- Origin: UK
- Genres: Funk
- Years active: 1990–1991
- Label: SBK Records

= Everyday People (English band) =

Everyday People was a funk music group formed in England who recorded one album and had success with a few singles across Europe.

==History==
Everyday People were formed in 1990 by vocalist Desi Campbell, bassist Shaun Ward and guitarist Lloyd Richards. Campbell and Ward were previously members of Floy Joy together in 1985–86. In the mid-to-late 1980s, Campbell moved to Los Angeles and Ward moved to New York's club land. When both returned to Yorkshire, they decided to form Everyday People in 1990 with local guitarist Lloyd Richards. The newly established record label SBK Records signed the band, and they soon won the Radio One UK battle of the bands competition, and also went to Japan to play in the international finals at the famous Budokan.

For their debut album, the band worked with producer Stewart Levine. In a 1990 interview with the group, Campbell noted "We'd had enough experience with producers and would really have preferred to do it ourselves. But Stewart didn't want to change a thing. He told us at the beginning that all he wanted to do was enhance what we already had, and that's exactly how it turned out." The band flew out to Bearsville, New York and recorded an entire album without samplers or sequences. You Wash... I'll Dry was released in 1990 by SBK, and reached No. 26 in Germany. The first single, "Headline News",gained some minor interest, peaking at No. 99 in the UK, No. 83 in the Netherlands and No. 53 in Germany.

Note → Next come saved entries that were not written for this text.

PR #1, opened 2022-07-27
Go support

neekolas:
## Summary
- Initial commit on the repo. Adds support for generating Go files
- Adds some hooks to automatically generate the Go files on every commit
- Drops in the GRPC API proto files from xmtp-node-go
- Github actions for linting

## Coming up
- Typescript codegen

## Notes
There is a blocker right now in Typescript. When generating the files, there is an invalid import in the generated code:
```
import * as GoogleProtobufTimestamp from "./google/protobuf/timestamp.pb"
```
https://github.com/xmtp/xmtp-js/compare/main...message-grpc#diff-cabf66a344e09eb97d00ca7b71b805b4d9b667b303e0edb23c4d868cdca8e57aR8

That file does not exist. Looking into how to point it to the real location of the Google type.


.github/workflows/lint.yml
```diff
@@ -0,0 +1,22 @@
...
+    steps:
+      - uses: actions/setup-go@v2
+        with:
+          go-version: "1.17.8" # The Go version to download (if necessary) and use.
+      - uses: actions/checkout@v2
+      - name: golangci-lint
+        uses: golangci/golangci-lint-action@v3
+        with:
+          version: v1.45.2
+          args: --timeout=5m
```
snormore, line 22: Can we add a [protolint](https://github.com/marketplace/actions/protolint) job here too? And maybe a `dev/lint` script that calls `protolint` with `-fix`?

dev/go/vendor-proto
```diff
@@ -0,0 +1,11 @@
+#!/usr/bin/env sh
+set -e
+
+vendor_dir="build/tmp/vendor"
```
snormore, line 4: I think we'll need/want something like this in `.vscode/settings.json`:
```json
{
    "protoc": {
        "compile_on_save": false,
        "options": [
            "--proto_path=build/tmp/vendor",
        ]
    }
}
```

.github/workflows/lint.yml
neekolas: Done

.protolint.yaml
```diff
@@ -0,0 +1,149 @@
+---
```
snormore, line 1: We can probably remove this file and just use the default (no `.protolint.yaml`) to start - unless there were specific rules in here you had changed

snormore (approved):

.protolint.yaml
neekolas: I did change some rules. They really don't like the single word RPC names, and they require a comment on every enum field. Both of which I find annoying.

I also temporarily disabled the requirement for a comment on every field, which I would like to turn back on once the dust settles on the definitions.

mkobetic:
Looks good, to so the go import path should work out to `github.com/xmtp/proto/go/message_api/v1` right? That looks reasonable.

mkobetic:
I wonder if `proto` is a bit too general though, since this is aimed at client <-> network protocol at this point.

neekolas:
> I wonder if `proto` is a bit too general though, since this is aimed at client <-> network protocol at this point.

I thought about that. But I'm hoping we will start to move some of our client protos into this repo as well. Will be particularly important once we have multiple clients (mobile)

"I Guess It Doesn't Matter" followed as the second single and was the band's most successful release. It peaked at No. 93 in the UK, No. 24 in Switzerland and No. 34 in Germany. The UK-only single "This Kind of Woman" failed to chart, however the fourth single "Second Nature" managed to peak at No. 54 in Germany in 1991. A fifth and final single, "Place in the Sun", did not find commercial success. During the year, the band toured Europe extensively, however the minor success caused the band to dissolve.

==Members==
- Desi Campbell – vocals
- Shaun Ward – bass guitar
- Lloyd T. Richards – guitar

==Discography==

===Albums===
- You Wash... I'll Dry (1990)

===Singles===

Year: Single; Peak chart positions; Album
UK: AUS; NED; GER; SWI
1990: "Headline News"; 99; 140; 83; 53; —; You Wash... I'll Dry
"I Guess It Doesn't Matter": 93; —; —; 34; 24
"This Kind of Woman" (UK only): —; —; —; —; —
1991: "Second Nature" (Continental Europe only); —; —; —; 54; —
"Place in the Sun" (Continental Europe only): —; —; —; —; —
"—" denotes single that did not chart or was not released.